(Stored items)
*** Block opens ***

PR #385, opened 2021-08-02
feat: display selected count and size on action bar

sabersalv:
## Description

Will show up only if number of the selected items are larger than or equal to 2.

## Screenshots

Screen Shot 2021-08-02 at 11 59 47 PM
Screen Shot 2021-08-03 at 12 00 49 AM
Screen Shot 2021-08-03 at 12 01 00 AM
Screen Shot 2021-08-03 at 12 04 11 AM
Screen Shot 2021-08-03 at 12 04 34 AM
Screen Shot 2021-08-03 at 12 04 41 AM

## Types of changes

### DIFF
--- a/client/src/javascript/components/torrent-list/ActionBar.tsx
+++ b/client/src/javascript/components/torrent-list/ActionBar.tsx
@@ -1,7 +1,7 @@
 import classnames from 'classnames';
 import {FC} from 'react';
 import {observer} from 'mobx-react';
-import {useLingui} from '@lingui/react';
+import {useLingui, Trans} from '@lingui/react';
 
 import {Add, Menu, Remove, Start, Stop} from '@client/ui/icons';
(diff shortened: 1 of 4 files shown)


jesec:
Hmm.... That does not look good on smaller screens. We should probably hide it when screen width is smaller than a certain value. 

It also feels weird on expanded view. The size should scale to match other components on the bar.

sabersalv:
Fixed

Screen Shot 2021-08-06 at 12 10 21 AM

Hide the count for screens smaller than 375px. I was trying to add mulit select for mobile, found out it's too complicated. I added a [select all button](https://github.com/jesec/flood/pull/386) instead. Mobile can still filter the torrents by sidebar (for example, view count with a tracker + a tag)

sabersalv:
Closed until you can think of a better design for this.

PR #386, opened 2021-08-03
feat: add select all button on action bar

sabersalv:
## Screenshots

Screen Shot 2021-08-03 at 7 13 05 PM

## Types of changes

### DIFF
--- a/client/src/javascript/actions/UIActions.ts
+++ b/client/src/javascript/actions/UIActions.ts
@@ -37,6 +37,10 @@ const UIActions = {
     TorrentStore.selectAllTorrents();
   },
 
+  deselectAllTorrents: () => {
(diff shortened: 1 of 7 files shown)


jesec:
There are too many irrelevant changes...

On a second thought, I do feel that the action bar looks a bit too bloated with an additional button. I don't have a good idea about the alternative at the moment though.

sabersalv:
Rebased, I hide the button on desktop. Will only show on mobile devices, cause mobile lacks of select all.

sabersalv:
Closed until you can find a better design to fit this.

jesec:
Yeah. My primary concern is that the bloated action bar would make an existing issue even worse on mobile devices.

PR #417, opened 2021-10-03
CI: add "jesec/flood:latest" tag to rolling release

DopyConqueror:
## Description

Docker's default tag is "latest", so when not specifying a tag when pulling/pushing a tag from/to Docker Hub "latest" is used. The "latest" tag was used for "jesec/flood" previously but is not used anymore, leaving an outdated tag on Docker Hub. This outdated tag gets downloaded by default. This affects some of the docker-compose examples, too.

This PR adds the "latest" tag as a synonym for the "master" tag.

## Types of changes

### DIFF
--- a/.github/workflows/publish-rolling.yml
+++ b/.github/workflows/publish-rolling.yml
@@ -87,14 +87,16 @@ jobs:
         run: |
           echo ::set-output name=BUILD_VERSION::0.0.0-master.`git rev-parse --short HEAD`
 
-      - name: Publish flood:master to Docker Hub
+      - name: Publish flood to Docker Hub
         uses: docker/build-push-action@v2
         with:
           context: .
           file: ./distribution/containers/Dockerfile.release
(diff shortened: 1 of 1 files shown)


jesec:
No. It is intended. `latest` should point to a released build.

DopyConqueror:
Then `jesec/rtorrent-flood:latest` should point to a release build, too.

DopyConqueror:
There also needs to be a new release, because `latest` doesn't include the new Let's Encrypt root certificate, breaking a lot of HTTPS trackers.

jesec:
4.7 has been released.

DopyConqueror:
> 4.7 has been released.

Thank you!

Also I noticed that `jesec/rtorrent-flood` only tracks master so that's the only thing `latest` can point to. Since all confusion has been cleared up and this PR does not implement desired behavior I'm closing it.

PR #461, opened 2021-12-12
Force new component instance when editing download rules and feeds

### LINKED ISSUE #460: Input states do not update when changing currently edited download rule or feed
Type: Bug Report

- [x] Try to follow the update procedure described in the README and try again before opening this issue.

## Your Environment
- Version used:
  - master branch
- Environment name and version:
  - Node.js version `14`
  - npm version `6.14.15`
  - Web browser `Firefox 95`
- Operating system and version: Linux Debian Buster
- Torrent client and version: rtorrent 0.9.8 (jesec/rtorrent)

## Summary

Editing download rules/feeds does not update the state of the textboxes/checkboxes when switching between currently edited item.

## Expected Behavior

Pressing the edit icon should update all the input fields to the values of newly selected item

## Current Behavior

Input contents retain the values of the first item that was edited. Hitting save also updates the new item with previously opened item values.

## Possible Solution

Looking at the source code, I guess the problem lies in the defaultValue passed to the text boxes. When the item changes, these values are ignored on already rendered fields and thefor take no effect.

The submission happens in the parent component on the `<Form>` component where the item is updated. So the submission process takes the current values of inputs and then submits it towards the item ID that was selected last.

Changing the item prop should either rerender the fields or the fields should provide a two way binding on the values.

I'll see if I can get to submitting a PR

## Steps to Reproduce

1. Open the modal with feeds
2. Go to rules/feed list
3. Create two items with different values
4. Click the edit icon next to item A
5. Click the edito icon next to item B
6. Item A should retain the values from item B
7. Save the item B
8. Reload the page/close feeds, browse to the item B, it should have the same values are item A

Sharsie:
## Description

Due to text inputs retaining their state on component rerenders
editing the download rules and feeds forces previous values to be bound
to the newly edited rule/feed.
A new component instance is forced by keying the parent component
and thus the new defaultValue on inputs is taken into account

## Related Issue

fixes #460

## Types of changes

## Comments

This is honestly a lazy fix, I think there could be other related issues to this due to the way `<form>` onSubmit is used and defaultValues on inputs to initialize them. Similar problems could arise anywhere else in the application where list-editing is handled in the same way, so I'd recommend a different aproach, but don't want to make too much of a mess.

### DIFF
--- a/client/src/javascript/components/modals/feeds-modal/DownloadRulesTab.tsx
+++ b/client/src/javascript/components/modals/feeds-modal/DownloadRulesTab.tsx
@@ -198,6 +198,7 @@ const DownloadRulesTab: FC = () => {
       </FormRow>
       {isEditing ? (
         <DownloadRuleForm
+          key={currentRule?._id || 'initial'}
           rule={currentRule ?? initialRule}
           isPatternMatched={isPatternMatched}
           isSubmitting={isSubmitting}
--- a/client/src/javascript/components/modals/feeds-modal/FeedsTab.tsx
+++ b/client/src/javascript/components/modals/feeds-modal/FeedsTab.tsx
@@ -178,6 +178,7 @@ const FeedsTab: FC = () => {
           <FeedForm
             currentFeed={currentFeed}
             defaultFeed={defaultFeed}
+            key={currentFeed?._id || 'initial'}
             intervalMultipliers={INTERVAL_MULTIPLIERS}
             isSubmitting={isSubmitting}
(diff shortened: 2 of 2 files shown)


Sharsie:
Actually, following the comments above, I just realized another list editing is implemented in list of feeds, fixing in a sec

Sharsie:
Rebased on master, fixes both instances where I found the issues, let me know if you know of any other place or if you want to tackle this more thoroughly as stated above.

*** Block closes ***
*** Block opens ***

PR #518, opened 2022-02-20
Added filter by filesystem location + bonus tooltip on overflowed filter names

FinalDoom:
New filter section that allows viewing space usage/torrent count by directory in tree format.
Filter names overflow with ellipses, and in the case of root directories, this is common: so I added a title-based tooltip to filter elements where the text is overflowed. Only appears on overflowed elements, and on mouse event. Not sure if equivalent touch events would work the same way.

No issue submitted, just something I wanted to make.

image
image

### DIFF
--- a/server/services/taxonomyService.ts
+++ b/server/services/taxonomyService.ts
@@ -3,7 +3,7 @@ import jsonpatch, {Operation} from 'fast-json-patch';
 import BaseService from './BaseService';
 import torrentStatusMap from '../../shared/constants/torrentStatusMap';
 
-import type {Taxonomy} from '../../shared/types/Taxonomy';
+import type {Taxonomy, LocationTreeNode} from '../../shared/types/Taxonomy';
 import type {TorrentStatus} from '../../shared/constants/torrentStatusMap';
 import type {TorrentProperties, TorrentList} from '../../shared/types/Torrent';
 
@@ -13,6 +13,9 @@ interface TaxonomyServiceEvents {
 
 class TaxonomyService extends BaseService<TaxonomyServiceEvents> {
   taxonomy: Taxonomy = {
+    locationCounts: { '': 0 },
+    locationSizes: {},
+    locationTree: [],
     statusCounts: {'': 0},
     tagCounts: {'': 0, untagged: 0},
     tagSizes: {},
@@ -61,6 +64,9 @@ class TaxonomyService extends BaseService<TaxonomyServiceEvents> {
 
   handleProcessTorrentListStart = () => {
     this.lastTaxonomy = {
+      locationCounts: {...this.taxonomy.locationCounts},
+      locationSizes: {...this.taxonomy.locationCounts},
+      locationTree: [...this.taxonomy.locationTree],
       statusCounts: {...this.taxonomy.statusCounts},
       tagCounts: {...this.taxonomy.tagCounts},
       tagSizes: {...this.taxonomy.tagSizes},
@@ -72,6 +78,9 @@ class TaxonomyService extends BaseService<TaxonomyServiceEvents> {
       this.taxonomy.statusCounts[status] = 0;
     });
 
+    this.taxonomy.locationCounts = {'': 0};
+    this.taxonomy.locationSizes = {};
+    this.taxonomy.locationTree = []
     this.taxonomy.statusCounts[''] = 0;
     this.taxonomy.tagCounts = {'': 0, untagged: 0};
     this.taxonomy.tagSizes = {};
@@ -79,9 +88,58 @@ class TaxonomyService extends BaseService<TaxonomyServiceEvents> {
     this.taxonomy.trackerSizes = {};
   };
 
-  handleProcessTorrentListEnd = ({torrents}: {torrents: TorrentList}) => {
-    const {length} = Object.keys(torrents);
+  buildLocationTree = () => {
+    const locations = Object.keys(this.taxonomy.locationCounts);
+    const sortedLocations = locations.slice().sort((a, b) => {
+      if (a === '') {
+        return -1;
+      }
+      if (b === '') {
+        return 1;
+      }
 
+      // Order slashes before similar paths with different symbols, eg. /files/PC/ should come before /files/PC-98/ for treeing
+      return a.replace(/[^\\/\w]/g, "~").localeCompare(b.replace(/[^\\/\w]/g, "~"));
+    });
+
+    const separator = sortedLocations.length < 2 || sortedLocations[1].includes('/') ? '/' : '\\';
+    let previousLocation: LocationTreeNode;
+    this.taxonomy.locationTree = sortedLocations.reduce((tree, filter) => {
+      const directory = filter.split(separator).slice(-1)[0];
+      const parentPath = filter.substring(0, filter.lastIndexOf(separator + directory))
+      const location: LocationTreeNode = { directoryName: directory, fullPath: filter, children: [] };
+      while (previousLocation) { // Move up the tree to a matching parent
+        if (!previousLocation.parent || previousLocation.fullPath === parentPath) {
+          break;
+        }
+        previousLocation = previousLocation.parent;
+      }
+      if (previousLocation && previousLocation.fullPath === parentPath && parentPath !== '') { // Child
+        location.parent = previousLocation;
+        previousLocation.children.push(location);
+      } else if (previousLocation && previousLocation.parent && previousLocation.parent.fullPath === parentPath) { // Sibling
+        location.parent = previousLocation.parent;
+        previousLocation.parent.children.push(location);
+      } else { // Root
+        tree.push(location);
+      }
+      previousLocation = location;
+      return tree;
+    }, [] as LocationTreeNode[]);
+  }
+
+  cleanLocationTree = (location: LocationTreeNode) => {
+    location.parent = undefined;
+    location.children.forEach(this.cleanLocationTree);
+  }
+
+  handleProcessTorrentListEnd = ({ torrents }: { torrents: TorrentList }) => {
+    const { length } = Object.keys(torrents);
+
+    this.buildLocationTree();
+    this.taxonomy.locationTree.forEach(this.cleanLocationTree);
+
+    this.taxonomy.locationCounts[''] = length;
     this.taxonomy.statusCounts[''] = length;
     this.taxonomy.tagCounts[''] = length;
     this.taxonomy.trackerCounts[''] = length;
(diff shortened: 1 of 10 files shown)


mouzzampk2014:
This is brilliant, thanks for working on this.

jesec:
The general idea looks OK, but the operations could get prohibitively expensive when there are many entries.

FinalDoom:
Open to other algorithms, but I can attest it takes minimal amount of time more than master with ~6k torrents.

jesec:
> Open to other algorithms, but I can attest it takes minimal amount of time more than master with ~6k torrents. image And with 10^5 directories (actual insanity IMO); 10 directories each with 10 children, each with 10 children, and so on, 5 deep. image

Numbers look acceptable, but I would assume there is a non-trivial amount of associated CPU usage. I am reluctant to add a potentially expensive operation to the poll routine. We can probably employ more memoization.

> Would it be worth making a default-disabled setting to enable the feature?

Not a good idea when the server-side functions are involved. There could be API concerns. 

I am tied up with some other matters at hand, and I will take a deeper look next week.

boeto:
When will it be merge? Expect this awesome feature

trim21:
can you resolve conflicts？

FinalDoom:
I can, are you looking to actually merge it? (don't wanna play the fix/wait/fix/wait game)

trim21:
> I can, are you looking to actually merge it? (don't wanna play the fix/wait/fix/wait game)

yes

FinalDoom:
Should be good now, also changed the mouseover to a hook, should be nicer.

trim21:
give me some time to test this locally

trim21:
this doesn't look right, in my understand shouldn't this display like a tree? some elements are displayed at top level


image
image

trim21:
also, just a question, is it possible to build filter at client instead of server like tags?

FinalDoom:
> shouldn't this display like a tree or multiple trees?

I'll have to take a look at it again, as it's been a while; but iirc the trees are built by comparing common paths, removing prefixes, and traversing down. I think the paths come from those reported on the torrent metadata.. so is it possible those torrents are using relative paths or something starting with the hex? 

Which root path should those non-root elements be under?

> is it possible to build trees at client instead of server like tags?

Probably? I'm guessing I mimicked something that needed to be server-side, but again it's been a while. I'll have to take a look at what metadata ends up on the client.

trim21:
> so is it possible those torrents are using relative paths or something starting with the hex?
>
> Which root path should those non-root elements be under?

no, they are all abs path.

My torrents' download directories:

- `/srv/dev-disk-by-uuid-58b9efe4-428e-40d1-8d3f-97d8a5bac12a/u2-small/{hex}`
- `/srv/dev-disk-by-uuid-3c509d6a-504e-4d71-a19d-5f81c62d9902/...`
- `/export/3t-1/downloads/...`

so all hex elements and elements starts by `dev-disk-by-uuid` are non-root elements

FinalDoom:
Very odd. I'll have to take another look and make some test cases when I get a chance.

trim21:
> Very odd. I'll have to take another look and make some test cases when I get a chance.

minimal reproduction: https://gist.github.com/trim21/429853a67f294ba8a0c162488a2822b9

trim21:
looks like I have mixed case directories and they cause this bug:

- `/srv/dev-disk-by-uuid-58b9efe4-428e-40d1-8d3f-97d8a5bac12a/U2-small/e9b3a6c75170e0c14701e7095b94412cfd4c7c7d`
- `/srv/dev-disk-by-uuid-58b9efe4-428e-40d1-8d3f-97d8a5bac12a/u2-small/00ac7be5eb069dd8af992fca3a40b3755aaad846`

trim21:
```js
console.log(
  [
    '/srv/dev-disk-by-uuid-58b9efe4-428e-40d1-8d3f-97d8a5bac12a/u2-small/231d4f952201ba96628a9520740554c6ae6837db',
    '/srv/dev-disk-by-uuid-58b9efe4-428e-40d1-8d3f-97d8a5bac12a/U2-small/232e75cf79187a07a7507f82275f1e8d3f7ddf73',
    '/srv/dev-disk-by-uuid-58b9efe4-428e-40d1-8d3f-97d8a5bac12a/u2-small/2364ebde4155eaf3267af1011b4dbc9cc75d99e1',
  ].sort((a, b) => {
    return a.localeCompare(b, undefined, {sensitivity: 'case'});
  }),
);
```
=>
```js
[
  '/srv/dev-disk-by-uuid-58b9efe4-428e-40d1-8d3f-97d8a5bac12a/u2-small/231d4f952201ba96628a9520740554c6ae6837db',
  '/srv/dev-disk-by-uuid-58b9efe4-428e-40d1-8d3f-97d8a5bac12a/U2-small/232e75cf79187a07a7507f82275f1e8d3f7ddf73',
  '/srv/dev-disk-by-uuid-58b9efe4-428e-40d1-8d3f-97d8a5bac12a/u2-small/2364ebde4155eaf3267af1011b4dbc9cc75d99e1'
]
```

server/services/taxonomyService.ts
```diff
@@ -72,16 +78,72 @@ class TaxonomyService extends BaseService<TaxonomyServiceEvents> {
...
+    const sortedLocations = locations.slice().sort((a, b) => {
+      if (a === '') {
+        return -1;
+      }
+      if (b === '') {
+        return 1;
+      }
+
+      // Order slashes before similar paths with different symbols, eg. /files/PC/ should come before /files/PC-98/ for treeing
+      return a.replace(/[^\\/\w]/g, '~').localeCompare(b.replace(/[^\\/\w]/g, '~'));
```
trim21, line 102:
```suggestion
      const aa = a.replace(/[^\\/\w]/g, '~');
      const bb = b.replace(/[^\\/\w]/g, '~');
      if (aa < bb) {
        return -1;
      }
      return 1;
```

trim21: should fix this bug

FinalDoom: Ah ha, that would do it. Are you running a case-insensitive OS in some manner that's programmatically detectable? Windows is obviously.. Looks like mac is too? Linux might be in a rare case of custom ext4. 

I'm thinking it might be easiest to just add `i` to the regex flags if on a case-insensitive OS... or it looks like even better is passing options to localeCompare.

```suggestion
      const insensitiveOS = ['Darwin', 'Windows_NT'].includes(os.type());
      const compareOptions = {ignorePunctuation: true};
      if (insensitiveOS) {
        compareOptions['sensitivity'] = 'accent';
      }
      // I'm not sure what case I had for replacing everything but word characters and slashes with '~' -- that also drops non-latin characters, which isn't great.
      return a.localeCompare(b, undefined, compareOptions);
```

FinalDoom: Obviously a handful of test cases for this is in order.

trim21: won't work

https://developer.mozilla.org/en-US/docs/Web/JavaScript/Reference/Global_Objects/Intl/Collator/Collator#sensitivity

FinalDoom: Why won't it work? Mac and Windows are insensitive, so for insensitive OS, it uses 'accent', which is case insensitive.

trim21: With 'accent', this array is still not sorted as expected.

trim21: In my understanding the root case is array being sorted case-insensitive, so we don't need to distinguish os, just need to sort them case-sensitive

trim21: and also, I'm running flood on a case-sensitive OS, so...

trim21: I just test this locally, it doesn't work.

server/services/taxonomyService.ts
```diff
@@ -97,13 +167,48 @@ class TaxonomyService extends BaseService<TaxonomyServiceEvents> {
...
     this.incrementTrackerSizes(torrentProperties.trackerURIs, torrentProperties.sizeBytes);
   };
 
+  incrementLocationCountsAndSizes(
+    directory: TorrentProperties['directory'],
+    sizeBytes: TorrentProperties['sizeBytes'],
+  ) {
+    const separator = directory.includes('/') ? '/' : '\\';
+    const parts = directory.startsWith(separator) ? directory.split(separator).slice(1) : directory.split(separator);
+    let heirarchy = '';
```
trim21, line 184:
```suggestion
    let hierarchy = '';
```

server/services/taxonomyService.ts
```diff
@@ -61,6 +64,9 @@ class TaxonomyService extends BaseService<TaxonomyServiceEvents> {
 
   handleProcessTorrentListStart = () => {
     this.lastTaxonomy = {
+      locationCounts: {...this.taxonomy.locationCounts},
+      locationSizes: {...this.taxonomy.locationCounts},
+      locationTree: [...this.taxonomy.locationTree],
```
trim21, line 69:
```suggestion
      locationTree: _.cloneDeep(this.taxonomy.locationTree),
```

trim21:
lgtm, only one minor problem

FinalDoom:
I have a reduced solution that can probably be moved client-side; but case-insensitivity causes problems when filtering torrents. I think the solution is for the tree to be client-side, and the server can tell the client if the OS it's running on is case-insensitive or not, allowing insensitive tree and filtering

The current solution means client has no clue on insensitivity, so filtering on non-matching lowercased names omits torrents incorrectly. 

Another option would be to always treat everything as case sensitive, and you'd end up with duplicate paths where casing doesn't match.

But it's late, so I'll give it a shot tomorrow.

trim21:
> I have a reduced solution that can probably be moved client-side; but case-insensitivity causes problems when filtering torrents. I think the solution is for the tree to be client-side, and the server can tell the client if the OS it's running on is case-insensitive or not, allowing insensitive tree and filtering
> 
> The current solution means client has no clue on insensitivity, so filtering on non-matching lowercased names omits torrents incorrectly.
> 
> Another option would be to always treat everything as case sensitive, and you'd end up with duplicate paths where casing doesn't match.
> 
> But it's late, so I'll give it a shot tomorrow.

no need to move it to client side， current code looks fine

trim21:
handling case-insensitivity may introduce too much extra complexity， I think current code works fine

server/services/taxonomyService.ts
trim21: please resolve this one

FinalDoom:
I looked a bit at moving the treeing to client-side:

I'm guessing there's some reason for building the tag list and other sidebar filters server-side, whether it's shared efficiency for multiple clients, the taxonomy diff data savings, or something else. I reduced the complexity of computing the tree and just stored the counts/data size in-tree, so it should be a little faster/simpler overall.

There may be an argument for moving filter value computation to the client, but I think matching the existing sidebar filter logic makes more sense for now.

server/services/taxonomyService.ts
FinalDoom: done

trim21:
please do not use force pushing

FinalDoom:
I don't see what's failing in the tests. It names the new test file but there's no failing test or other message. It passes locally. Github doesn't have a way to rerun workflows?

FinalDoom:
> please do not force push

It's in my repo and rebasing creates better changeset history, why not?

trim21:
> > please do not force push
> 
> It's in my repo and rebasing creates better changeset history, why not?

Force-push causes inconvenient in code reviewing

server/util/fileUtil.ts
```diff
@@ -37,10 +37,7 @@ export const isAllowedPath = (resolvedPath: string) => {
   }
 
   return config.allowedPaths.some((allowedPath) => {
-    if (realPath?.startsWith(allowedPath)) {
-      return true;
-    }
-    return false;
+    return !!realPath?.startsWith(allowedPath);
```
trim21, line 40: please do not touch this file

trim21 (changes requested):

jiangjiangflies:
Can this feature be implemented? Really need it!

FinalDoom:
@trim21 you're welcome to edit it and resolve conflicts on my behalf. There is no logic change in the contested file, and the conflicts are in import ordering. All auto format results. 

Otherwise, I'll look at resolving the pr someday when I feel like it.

*** Block closes ***
*** Block opens ***

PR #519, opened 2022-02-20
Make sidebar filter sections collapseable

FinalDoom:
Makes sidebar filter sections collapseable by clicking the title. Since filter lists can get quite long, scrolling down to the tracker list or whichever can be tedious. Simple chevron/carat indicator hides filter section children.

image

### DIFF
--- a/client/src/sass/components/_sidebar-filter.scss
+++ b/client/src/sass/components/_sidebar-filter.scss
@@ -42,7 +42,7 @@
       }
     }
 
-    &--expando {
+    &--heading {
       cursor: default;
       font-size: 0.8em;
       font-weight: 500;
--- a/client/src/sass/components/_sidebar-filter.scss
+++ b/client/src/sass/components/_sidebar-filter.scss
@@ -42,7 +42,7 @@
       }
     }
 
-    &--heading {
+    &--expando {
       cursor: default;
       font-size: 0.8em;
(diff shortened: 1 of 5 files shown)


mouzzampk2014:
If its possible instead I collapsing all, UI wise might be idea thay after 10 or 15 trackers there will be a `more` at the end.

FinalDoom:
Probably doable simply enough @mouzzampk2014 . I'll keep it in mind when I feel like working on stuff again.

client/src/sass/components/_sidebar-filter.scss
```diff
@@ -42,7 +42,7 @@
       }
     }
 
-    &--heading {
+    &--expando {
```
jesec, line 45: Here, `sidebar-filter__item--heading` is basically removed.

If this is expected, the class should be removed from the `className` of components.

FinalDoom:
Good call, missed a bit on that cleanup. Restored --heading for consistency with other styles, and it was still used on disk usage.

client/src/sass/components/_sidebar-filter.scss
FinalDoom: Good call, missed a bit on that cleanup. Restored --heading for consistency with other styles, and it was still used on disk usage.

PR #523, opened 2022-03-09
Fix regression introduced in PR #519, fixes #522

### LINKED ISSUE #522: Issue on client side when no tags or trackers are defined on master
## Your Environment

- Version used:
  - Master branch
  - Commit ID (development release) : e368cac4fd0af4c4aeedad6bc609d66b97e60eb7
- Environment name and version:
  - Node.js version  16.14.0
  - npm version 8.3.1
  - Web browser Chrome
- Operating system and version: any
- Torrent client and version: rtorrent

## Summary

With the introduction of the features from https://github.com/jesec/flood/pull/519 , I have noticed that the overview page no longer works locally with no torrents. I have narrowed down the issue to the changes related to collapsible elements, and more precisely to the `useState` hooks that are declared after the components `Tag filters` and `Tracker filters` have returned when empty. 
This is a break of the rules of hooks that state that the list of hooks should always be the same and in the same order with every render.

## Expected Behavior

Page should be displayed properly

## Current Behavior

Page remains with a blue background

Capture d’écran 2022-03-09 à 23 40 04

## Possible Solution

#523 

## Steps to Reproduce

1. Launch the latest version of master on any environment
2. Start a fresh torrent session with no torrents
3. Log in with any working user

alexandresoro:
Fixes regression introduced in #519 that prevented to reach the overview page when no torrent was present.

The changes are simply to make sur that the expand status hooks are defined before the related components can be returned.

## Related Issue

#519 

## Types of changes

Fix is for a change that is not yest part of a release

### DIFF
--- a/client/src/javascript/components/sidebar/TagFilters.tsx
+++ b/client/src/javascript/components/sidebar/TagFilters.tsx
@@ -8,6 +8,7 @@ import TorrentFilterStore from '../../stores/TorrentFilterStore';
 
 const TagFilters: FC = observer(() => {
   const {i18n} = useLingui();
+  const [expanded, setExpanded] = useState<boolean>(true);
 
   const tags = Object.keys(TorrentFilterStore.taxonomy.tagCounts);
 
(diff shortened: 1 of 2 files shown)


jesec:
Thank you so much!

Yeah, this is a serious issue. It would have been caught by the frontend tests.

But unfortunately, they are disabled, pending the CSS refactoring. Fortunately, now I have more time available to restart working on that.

*** Block closes ***

§ EXERCISE OBJECTIVE:
Copy the entries above exactly, but only from the line holding "PR #385, opened 2021-08-02" through the line holding "deselectAllTorrents: () =>", both included.

§ TASK ANSWER:
PR #385, opened 2021-08-02
feat: display selected count and size on action bar

sabersalv:
## Description

Will show up only if number of the selected items are larger than or equal to 2.

## Screenshots

Screen Shot 2021-08-02 at 11 59 47 PM
Screen Shot 2021-08-03 at 12 00 49 AM
Screen Shot 2021-08-03 at 12 01 00 AM
Screen Shot 2021-08-03 at 12 04 11 AM
Screen Shot 2021-08-03 at 12 04 34 AM
Screen Shot 2021-08-03 at 12 04 41 AM

## Types of changes

### DIFF
--- a/client/src/javascript/components/torrent-list/ActionBar.tsx
+++ b/client/src/javascript/components/torrent-list/ActionBar.tsx
@@ -1,7 +1,7 @@
 import classnames from 'classnames';
 import {FC} from 'react';
 import {observer} from 'mobx-react';
-import {useLingui} from '@lingui/react';
+import {useLingui, Trans} from '@lingui/react';
 
 import {Add, Menu, Remove, Start, Stop} from '@client/ui/icons';
(diff shortened: 1 of 4 files shown)


jesec:
Hmm.... That does not look good on smaller screens. We should probably hide it when screen width is smaller than a certain value. 

It also feels weird on expanded view. The size should scale to match other components on the bar.

sabersalv:
Fixed

Screen Shot 2021-08-06 at 12 10 21 AM

Hide the count for screens smaller than 375px. I was trying to add mulit select for mobile, found out it's too complicated. I added a [select all button](https://github.com/jesec/flood/pull/386) instead. Mobile can still filter the torrents by sidebar (for example, view count with a tracker + a tag)

sabersalv:
Closed until you can think of a better design for this.

PR #386, opened 2021-08-03
feat: add select all button on action bar

sabersalv:
## Screenshots

Screen Shot 2021-08-03 at 7 13 05 PM

## Types of changes

### DIFF
--- a/client/src/javascript/actions/UIActions.ts
+++ b/client/src/javascript/actions/UIActions.ts
@@ -37,6 +37,10 @@ const UIActions = {
     TorrentStore.selectAllTorrents();
   },
 
+  deselectAllTorrents: () => {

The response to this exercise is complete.